Утешительнее обстояло дело в артиллерии, стараниями своего генерал-фельдцейхмейстера великого князя Михаила Николаевича остававшейся на своей всегдашней высоте. Она была вся перевооружена клиновыми орудиями образца 1877 года хороших баллистических качеств, бившими на 4,5 версты. В период 1889–1894 годов сформировано 5 мортирных полков по 4–5 батарей в шесть 6-дюймовых мортир. В 1891 году сформирован горноартиллерийский полк, в котором испытывались горные орудия различных образцов. Как это ни кажется странным, горная артиллерия находилась у нас все время в каком-то пренебрежении руководящих кругов, несмотря на то, что русская армия почти всегда воевала в горах и войска очень ценили эти маленькие, подвижные, тактически неприхотливые пушки с их моментальной готовностью к стрельбе с любой позиции.
С увеличением офицерского состава артиллерии одного Михайловского училища оказывалось недостаточно, и в 1894 году в артиллерийское было преобразовано и Константиновское. Великий князь обращал особенное внимание на стрельбу и всячески поощрял ее учреждением состязаний (знаменитый кубок генерал-фельдцейхмейстера, фельдцейхмейстерский значок и т. д.).
В связи с усиленным строительством крепостей на западной границе значительно увеличен состав инженерных войск. В конце царствования Александра III их считалось 26 батальонов (21 саперный, 5 железнодорожных).

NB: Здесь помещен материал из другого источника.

PR #104, opened 2017-07-25
Feat: ad placeholder

sericaia:
This adds a placeholder to ads on native and web, until the ad is not loaded.

Ticket: https://nidigitalsolutions.jira.com/browse/REPLAT-287


package.json
```diff
@@ -110,9 +110,11 @@
...
     "react-native": "0.44.1",
     "react-native-storybook-loader": "1.4.1",
+    "react-native-svg": "5.1.8",
     "react-native-web": "0.0.97",
     "rimraf": "2.6.1",
     "url": "0.11.0",
+    "svgs": "2.3.0",
     "webpack": "3.3.0"
   },
   "dependencies": {
```
trevorah: wouldnt this be in the component?

packages/ad/ad.js
```diff
@@ -67,6 +88,7 @@ class Ad extends Component {
           </div>
```
trevorah: Wouldnt this be a whole lot simpler if the svg was just embedded here?

sericaia: Se SVG is embedded. This styles are just for the ad in the webview.

sericaia:
@dickie81 packages are published individually and people can download them and install them individually. That's why it makes sense to me to have `yarn.lock` per package

sericaia:
I removed the `yark.lock` file for now and agreed with @dickie81 to have a larger conversation with everyone involved to decide which action we should take on this.

PR #107, opened 2017-07-26
feat: Article

sericaia:
Add a default article. Article components will later be added here.


packages/article/article.js
```diff
@@ -0,0 +1,28 @@
...
+    if (Platform.OS === "ios" || Platform.OS === "android") {
+      return <Ad code="intervention" section="article" />;
+    }
+
+    return (
+      <AdComposer section="article" networkId="25436805">
+        <Ad code="ad-header" />
+      </AdComposer>
+    );
+  }
```
trevorah: eww no, there must be a better way.

Issue #106, opened 2017-07-25
Installing @times-components/brightcove-video outside of storybook


adrienthiery:
Sorry in advance if it's not relevant, but should the component be usable outside of this repo?

**Do you want to request a *feature* or report a *bug*?**

Report a bug

**What is the current behaviour?**

Installing `@times-components/brightcove-video` breaks my react-native project with error `Unable to resolve module 'AccessibilityInfo'`

**If the current behaviour is a bug, please provide the steps to reproduce.**

Steps to reproduce : 
* `react-native init test`
* `cd test`
* `react-native link @times-components/brightcove-video`
* `react-native run-ios` # Runs but throws error on iOS
* `react-native run-android` # Doesn't even compile

```
* What went wrong:
A problem occurred configuring project ':app'.
> Could not resolve all dependencies for configuration ':app:_debugApk'.
   > Configuration with name 'default' not found.
```

**What is the expected behaviour?**

Not break the react-native project

**If this is a feature request, what is the motivation or use case for changing the behaviour?**

**Please mention other relevant information such as the browser version, Node.js version and Operating System.**

* react-native 0.45.1
* @times-components/brightcove-video ^0.2.0
* MacOS Sierra 10.12.5
* node v7.10.0
* yarn 0.27.5 or npm 4.6.1

jackharvey1:
Hi Adrien, can you try using react native `v0.44.1` please? If I remember correctly this is a known issue with the later versions.

adrienthiery:
Hi @jackharvey1 ,

My app is on react-native v0.45.1 and it is working nicely without the component.

I managed to solve the issue by removing the dependencies on `react-native` and `react`, as the component does not require anything from react-native that is specific to version `0.44.1` and the dependency to `react` is linked to the version of `react-native` used. 
I switched it to a `peerDependency` of `react-native: >= 0.44.1`.

I also repackaged it to work with `react-native link`.

Would you be open for me to do a PR to update it or shall I republish it as another package ? 
(Credits will be of course given to you, and License stays BSD3 with the copyright of news UK)

I didn't check out if it works with `react-native-web` - and sadly won't have the time to.

jackharvey1:
Ah! Nice job 😄  

Please feel free to submit PRs, we'd be thrilled to have our first external contributor!

PR #111, opened 2017-07-26
Made brightcoveVideo work with react-native link

adrienthiery:
I ran tests, everything seems fine and I integrated the package in my current project and everything went smoothly.

Any feedback is welcome 😄


trevorah:
@adrienthiery Thank you for the PR!

The tests are failing because of `yarn lint`. The new peerDependencies will need to be in devDependencies too.

adrienthiery:
Hi @trevorah ,

So, I'm not sure what should be a `peerDependency` and what should be a `devDependency`... 

In my honest opinion, I guess `react-dom`, `react-native` and  `react-native-web` are `devDependencies` (`react-dom` being used in the test file), but `react` being a dependency of both `react-native` and `react-native-web`, I would keep it as a `peerDependency` only...

But I'm not fully sure about all that 😅 

What do you think?

adrienthiery:
Fixes #106

RussellToon:
Hi, It would be nice to have this as a framework (or CocoaPod), but I don't think this achieves that, as it doesn't build an archive due to missing dependencies on React and Brightcove. We will try to resolve this at some point, but I don't think this project file currently provides any more utility than "dragging and dropping" the directory into your project, right?

packages/brightcove-video/ios/RNTBrightcove.xcodeproj/project.pbxproj
```diff
@@ -0,0 +1,302 @@
+// !$*UTF8*$!
```
RussellToon: I.e. this file

adrienthiery:
Hi,
Well, it actually removes the step you had before to drag n drop the actual files into your project by making it work with `react-native link` and the only step left to do for using the package is then to add the Brightcove SDK with cocoapods.

From my perspective, that's a valuable improvement.

PR #112, opened 2017-07-27
Feature/reload ads resize

JGAntunes:
Support for reloading ads on window resize.

awesome gif

### DIFF
--- a/packages/ad/ad-manager.js
+++ b/packages/ad/ad-manager.js
@@ -1,18 +1,23 @@
-const removeItemFromQueue = (queue, itemId) => {
-  const obj = Object.assign([], queue);
-  const objIds = obj.map(item => item.id);
-  const idx = objIds.indexOf(itemId);
-  return idx > -1 ? obj.filter((item, index) => idx !== index) : obj;
+import gptManager from "./gpt-manager";
+import pbjsManager from "./pbjs-manager";
+
+const defaultOptions = {
+  section: 'article',
+  networkId: '25436805',
+  adUnit: 'd.thetimes.co.uk'
 };
 
 class AdManager {
-  constructor(options = {}) {
+  constructor(opts = {}) {
+    const options = {...defaultOptions, ...opts};
     this.adQueue = [];
+    this.registeredSlots = {};
     this.adUnit = options.adUnit;
     this.networkId = options.networkId;
     this.section = options.section;
-    this.gptManager = options.gptManager;
-    this.pbjsManager = options.pbjsManager;
+    // Optionally provide the gpt and pbjs managers
+    this.gptManager = options.gptManager || gptManager;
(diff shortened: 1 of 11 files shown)


packages/ad/gpt.web.js
```diff
@@ -16,45 +16,48 @@ const getStyles = config =>
...
-      );
-      this.setState({ config }, callback);
-    }
+    const { width } = Dimensions.get("window");
+    this.setState({ width }, callback);
   }
 
   render() {
-    const { config } = this.state;
+    const config = this.config;
```
trevorah: I know ads are messy, but lets try and ensure the render method only uses this.props and this.state.

packages/ad/ad-manager.js
```diff
@@ -32,15 +37,45 @@ class AdManager {
...
+  }
+
+  // Optional codes argument will unregister only the specified ads
+  unregisterAds(codes) {
+    let slotsToRemove;
+    // We're unregistering all ads
+    if (!codes) {
+      this.initialised = false;
+      this.registeredSlots = {};
+    }
```
trevorah: Will we ever unregister all ads? Surely a component shouldnt care about the global state...

packages/ad/ad-manager.js
```diff
@@ -1,18 +1,23 @@
...
-  const idx = objIds.indexOf(itemId);
-  return idx > -1 ? obj.filter((item, index) => idx !== index) : obj;
+import gptManager from "./gpt-manager";
+import pbjsManager from "./pbjs-manager";
+
+const defaultOptions = {
+  section: "article",
+  networkId: "25436805",
+  adUnit: "d.thetimes.co.uk"
 };
```
trevorah: No defaults, they only work for an article component.

packages/ad/ad-manager.js
```diff
@@ -32,15 +37,45 @@ class AdManager {
...
   }
 
-  registerAd(slot) {
-    this.adQueue.push(slot);
+  registerAd(adConfig) {
+    this.adQueue.push(adConfig);
+  }
+
+  // Optional codes argument will unregister only the specified ads
+  unregisterAds(codes) {
```
trevorah: We only seem to unregister one ad at a time. Why use an array?

JGAntunes:
@trevorah in order to calculate the width of the device window before rendering we're using the `react-native` `Dimensions` API which I assume, in the end, will mean usage of `window` through `react-native-web`. So the answer would be no, I don't think this will work with `renderToString()`... We could do this on the `componentDidMount` but I think that will mean we'll always have a flash between calculating the correct config, get the height and put the placeholder in.

trevorah:
Closing for now so that we can figure out what is the best user experience.

PR #116, opened 2017-07-31
[WIP] feat: author provider

fampinheiro:
This PR impements the first provider. It wraps the `AuthorProfile` component and creates an element with the result of calling the graphql endpoint.

The happy path is working. We need to consider:

1. What to show in case of error (empty state)
2. What to show when loading the data (loading state)
3. What component is responsible for managing different states

@craigbilner @trevorah


packages/author-profile/author-profile.js
```diff
@@ -1,38 +1,50 @@
...
 
 const AuthorProfile = props => {
+  const data = props.data;
+  if (data.loading) {
+    return <Text>Loading</Text>;
+  }
+
   const headerProps = {
-    ...props,
+    ...data.author,
```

Изменение политической обстановки сказалось и на дислокации войск. В 1882–1884 годах вся кавалерия (за исключением 1-й и 10-й дивизий) сосредоточилась в Западных пограничных округах. Туда же двинута треть кавказских войск. В 1883 году простилась с Кавказом 41-я пехотная дивизия, в 1888 году за ней последовала на Запад 19-я и ряд конных полков. Тогда был расформирован II Кавказский корпус и образованы управления новых корпусов – XVI в Виленском и XVII в Московском округах. Из Казанского округа двинуты в пограничные все полевые войска (40-я, а затем и 2-я пехотные дивизии) и там оставлены только резервные бригады. В Московском округе резервные войска составляли треть общего числа пехотных батальонов. В 1894 году в Санкт-Петербургском округе образован XVIII армейский корпус.
В 1883 году Россия лишилась Белого Генерала. Не только армия, но и вся страна понесли жестокую, невознаградимую потерю. Смерть Скобелева вызвала взрыв отвратительного ликования в Австро-Венгрии, и особенно в Германии, где поняли, что не стало человека, способного напоить своего белого коня в волнах Шпрее.
Ну, и этот теперь не опасен! – восклицал берлинский Биржевой курьер, торопясь поделиться с читателями этой радостной новостью. – Пусть панслависты и русские слависты (з1с) плачут у гроба Скобелева. Что касается нас, немцев, то мы честно в том сознаемся, что довольны смертью рьяного врага. Никакого чувства сожаления мы не испытываем. Умер человек, который действительно был способен употребить все усилия к тому, чтобы применить слова к делу.
Англичане – враги более благородные – имели приличие не выставлять охватившего их чувства глубокого облегчения.
Все же в царствование Императора Александра III не было недостатка в крупных военных деятелях. Войсками Варшавского округа командовал суровый победитель Балкан Гурко, наложивший на них неизгладимый, отчетливый и воинственный гуркинский отпечаток. Виленский округ возглавлял Тотлебен (умерший в 1884 году), Киевский – с 1889 года – яркий, хоть и парадоксальный Драгомиров. Начальником Генерального штаба все царствование пробыл генерал Обручев, а начальником академии после Драгомирова стал Леер[12].
Наиболее своеобразную фигуру представлял М. И. Драгомиров. Зимница и Шипка показали блестящую подготовку его 14-й дивизии и создали ему заслуженную боевую репутацию. Человек больших достоинств, он имел и большие недостатки, сделавшие его влияние на армию в конечном счете отрицательным. Большой ум уживался у него с отсутствием интуиции – разительная аналогия со Львом Толстым, великим писателем и ничтожным мыслителем. Толстой, пытаясь создать философскую систему, стал только анархистом русской мысли. Драгомирова, вполне разделявшего толстовский софизм о ненужности вообще несуществующей военной науки, можно назвать анархистом русского военного дела. То же отсутствие интуиции, что помешало Толстому понять Евангелие, воспрепятствовало Драгомирову постигнуть Науку Побеждать. Он воспринял ее односторонне, по-доктринерски. Взяв в основание вечную и непреложную истину о первенстве морального, духовного элемента, он свел ее к отрицанию военной науки вообще, и стратегии в частности, своего рода военному нигилизму. Все военное дело низводилось им к тактике, а тактика – к тому, чтобы брать нутром.